Read the records below. Copy each line where the string "merge" occurs.

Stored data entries
--- START ---

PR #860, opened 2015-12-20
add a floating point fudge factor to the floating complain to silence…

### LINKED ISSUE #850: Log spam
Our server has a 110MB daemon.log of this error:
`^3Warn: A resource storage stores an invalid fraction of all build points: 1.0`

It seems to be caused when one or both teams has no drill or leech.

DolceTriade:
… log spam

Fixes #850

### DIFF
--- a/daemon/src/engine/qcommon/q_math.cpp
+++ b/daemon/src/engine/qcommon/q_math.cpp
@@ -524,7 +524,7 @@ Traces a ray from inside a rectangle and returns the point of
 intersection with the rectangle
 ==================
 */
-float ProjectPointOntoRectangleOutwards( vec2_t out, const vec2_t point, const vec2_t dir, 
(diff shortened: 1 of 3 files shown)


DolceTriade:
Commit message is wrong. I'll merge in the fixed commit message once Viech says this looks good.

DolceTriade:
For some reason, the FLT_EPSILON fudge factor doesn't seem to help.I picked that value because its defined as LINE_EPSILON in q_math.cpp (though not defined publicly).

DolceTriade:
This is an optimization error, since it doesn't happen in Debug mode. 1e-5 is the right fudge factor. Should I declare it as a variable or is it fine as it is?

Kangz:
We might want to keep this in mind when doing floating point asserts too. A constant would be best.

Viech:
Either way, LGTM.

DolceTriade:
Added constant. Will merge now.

--- END ---

Output for this exercise
Commit message is wrong. I'll merge in the fixed commit message once Viech says this looks good.
Added constant. Will merge now.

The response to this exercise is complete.